The first apologetics work by C. S. Lewis was The Pilgrim’s Regress: An Allegorical Apology for Christianity, Reason and Romanticism, published in 1933. Fewer than 700 copies were sold out of 1500 that were printed. But it was, in a real sense, the beginning of three decades of an enormous list of books on apologetics, discipleship, and Christian-principled children’s books authored by Lewis. His fame soared to new heights in the 1950s when he launched a series of seven books for children in The Chronicles of Narnia series that included titles like: The Lion, the Witch, and the Wardrobe and The Horse and His Boy.
In the First Annual Spring Apologetics Lectures titled Thinking-Living-Dying: Early Apologists Speak to the 21st Century, published in 2011 by the Warren Center, distinguished patristics scholar, Everett Ferguson said, “perhaps the most cogent defense of miracles is C. S. Lewis, Miracles: A Preliminary Study (1953), of which a fellow student at Harvard, an unbeliever in miracles, said that it almost convinced him.” Another interesting connection between Thomas B. Warren and C. S. Lewis involves the monumental debate on the existence of God between Dr. Warren and Dr. Antony Flew in 1976. I have no doubt this is the most far-reaching debate in the 20th century on the question of God. Antony G. N. Flew was called by Associated Press in December 2004 “a leading champion of atheism.” Therefore, the philosophical world was staggered when it was announced that Flew had given up atheism. In a 2007 book, There Is A God, the late Dr. Flew says, “. . . [I]t may well be that no one is as surprised as I am that my exploration of the Divine has after all these years turned from denial to discovery.” Flew’s paper, “Theology and Falsification,” became the most widely reprinted philosophical publication of the 20th century. Remarkably, the paper was first presented at a 1950 meeting of the Oxford University Socratic Club, chaired by none other than C. S. Lewis! It was the first and only paper Professor Flew ever read to the Socratic Club, which was a lively forum for debates between atheists and Christian theists. In his book Flew has a valuable section “Locking Horns with Lewis” in which he confesses that though he once considered his historic paper to be a “total victory” over God and religion, he came to believe, not only in the existence of God, but also “the case for the Christian revelation is a very strong one.”

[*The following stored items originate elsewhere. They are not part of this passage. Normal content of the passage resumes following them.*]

PR #1805, opened 2016-04-04

sragavan:
changes.

### DIFF
--- a/bindings/nodejs/src/functions/gpio.cc
+++ b/bindings/nodejs/src/functions/gpio.cc
@@ -1,0 +1,145 @@
+/*
+ * This file is part of the Soletta Project
+ *
+ * Copyright (C) 2015 Intel Corporation. All rights reserved.
+ *
+ * Licensed under the Apache License, Version 2.0 (the "License");
+ * you may not use this file except in compliance with the License.
+ * You may obtain a copy of the License at
+ *
+ *     http://www.apache.org/licenses/LICENSE-2.0
+ *
+ * Unless required by applicable law or agreed to in writing, software
+ * distributed under the License is distributed on an "AS IS" BASIS,
+ * WITHOUT WARRANTIES OR CONDITIONS OF ANY KIND, either express or implied.
+ * See the License for the specific language governing permissions and
+ * limitations under the License.
+ */
+
+#include <sol-gpio.h>
+
+#include <v8.h>
+#include <node.h>
+#include <nan.h>
+#include <map>
+
+#include "../common.h"
+#include "../hijack.h"
+#include "../structures/sol-js-gpio.h"
+#include "../structures/js-handle.h"
+
+using namespace v8;
+
+class SolGpio : public JSHandle<SolGpio> {
+public:
+    static const char *jsClassName() { return "SolGpio"; }
+};
+
+static void sol_gpio_read_callback(void *data, struct sol_gpio *gpio, bool value) {
+    Nan::HandleScope scope;
+    sol_gpio_data *gpio_data = (sol_gpio_data *)data;
+    Nan::Callback *callback = gpio_data->callback;
+    if (!callback)
+        return;
+
+    Local<Value> arguments[2] = {
+        SolGpio::New(gpio_data),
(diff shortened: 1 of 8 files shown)


sragavan:
@gabrielschulhof  fixed it.

gabrielschulhof:
:+1:

bindings/nodejs/src/functions/gpio.cc
```diff
@@ -0,0 +1,145 @@
...
+
+static void sol_gpio_read_callback(void *data, struct sol_gpio *gpio, bool value) {
+    Nan::HandleScope scope;
+    sol_gpio_data *gpio_data = (sol_gpio_data *)data;
+    Nan::Callback *callback = gpio_data->callback;
+    if (!callback)
+        return;
+
+    Local<Value> arguments[2] = {
+        SolGpio::New(gpio_data),
```
gabrielschulhof: Similarly to https://github.com/solettaproject/soletta/pull/1804/files#r58404435, I think it's better to store a persistent reference to the ```SolGpio``` object you create in ```bind_sol_gpio_open()``` in the structure ```gpio_data``` and pass that object to the callback here, instead of creating a second JS object holding the same pointer as the object you created in ```bind_sol_gpio_open()```.

gabrielschulhof: Conceptually, the parameter ```sol_gpio *gpio``` is given as a convenience to this callback. It's not a ```sol_gpio *``` newly created soletta. It's the same pointer that you have received from soletta when you earlier called ```sol_gpio_open()```. Therefore, you should not create a second JS object to hold it, because you've already created a JS object in ```bind_sol_gpio_open()```.

src/lib/io/sol-gpio-common.c
```diff
@@ -74,3 +77,34 @@ sol_gpio_open(uint32_t pin, const struct sol_gpio_config *config)
 
     return gpio;
 }
+
+SOL_API enum sol_gpio_edge
+sol_gpio_edge_from_str(const char *edge)
+{
+    static const struct sol_str_table table[] = {
```
cabelitos: You should check if edge is not NULL. Otherwise `sol_str_slice_from_str(edge)` will crash!

cabelitos: Do the same for the UART PR.

gabrielschulhof: @cabelitos will it crash even though```sol_str_slice_from_str()``` is declared ```SOL_ATTR_NONNULL(1)```?

bindings/nodejs/src/functions/gpio.cc
nagineni: Good catch. We don't really need to pass the gpio_data as an arg to the JS in the callbacks, so we will fix it by removing that.

src/lib/io/sol-gpio-common.c
nagineni: It does crash. NULL check is needed definitely.

sragavan:
Pushing another one.

src/lib/io/sol-gpio-common.c
ibriano: On Tue, 05 Apr 2016 00:08:44 -0700, gabrielschulhof wrote:
> > @@ -74,3 +77,34 @@ sol_gpio_open(uint32_t pin, const struct sol_gpio_config *config)
> >  
> >      return gpio;
> >  }
> > +
> > +SOL_API enum sol_gpio_edge
> > +sol_gpio_edge_from_str(const char *edge)
> > +{
> > +    static const struct sol_str_table table[] = {
> 
> @cabelitos will it crash even though```sol_str_slice_from_str()``` is declared ```SOL_ATTR_NONNULL(1)```?
> 

The nonnull attribute tells the compiler that the argument will never be
NULL, so if you pass an explicit NULL there, it will complain at build
time, and for other cases, it's free to optimize away any checks inside
the function.
That passes the responsibility to the user of the function to ensure
that the parameter passed will never be NULL.

PR #1806, opened 2016-04-04
Enable building the JS meta-type (and flows using it) on small OSes

ibriano:
Building a flow with JS will still require that the duktape.h and duk_config.h
files are copied to the application's source.

### DIFF
--- a/src/modules/flow-metatype/js/Kconfig
+++ b/src/modules/flow-metatype/js/Kconfig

As the 59th anniversary of the death of C. S. Lewis is remembered, Lewis will be commemorated with a memorial plaque in Westminster Abbey’s Poets’ Corner, which honors authors and other cultural figures who have shaped English society. Amazing! Why? Because, as Albert Mohler has summed up: “Looking at Europe and Great Britain, it is clear that the Modern Age has alienated an entire civilization from its Christian roots. . . . Sociologists now speak openly of the death of Christian Britain—and the evidence of Christian decline is abundant.”
The hour is late. However, Warren Christian Apologetics Center is committed to shocking the world to the highest academic levels by challenging the growing global influence of atheistic thought. We refuse to let the world forget the apologetics work of men such as Lewis and Warren, because the question of God is nothing less than the most powerful and urgent question humanity will ever confront!